Regrowth of retinal ganglion cell axons into a peripheral nerve graft in the adult hamster is enhanced by a concurrent optic nerve crush

Abstract

Transplantation of a segment of peripheral nerve to the retina of the adult hamster resulted in regrowth of damaged ganglion cell axons into the graft, with the fastest regenerating axons extending at 2 mm/day after an initial delay of 4.5 days (Cho and So 1987b). In this study, the effect of making 2 lesions on the same axon (the conditioning lesion effect) on the regrowth of ganglion cell axons into the peripheral nerve graft was examined. When a conditioning lesion (first lesion) was made by crushing the optic nerve 7 or 14 days before the peripheral nerve grafting (the second lesion) to the retina, the distance of regrowth achieved by the fastest regenerating axons in the graft, measured at the 7th post-grafting day, was lower than in animals with a peripheral nerve grafted to a normal eye.
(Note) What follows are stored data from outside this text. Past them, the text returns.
PR #7584, opened 2018-08-24
Switch from opensuse 42 -> 15 in Travis tests

tas50:
15 is the new release and 42 goes EOL in the not so distant future. Let's test on the latest.


tas50:
Closing this since we need to get things working in omnitruck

This indicated that in contrast to the situation in peripheral nerve axons (Forman et al. 1980) and goldfish optic axons (Edwards et al. 1981), the conditioning lesion was unable to enhance the regrowth of mammalian retinal ganglion cell axons. However, when crushing of the optic nerve was followed immediately by peripheral nerve grafting, an enhancement in axonal regrowth could be observed. The initial delay time before the axons extended into the peripheral nerve graft was reduced by 1 day while the rate of elongation of the fastest regrowing axons in the graft apparently remained unchanged. Moreover, the shortening of the initial delay could still be observed even when the sequence of performing the 2 lesions was reversed. From these data, it was concluded that the classical conditioning lesion effect was not responsible for the enhancement observed. Rather it was suggested that changes in the intra-retinal environment brought about by crushing of the optic nerve might account for it.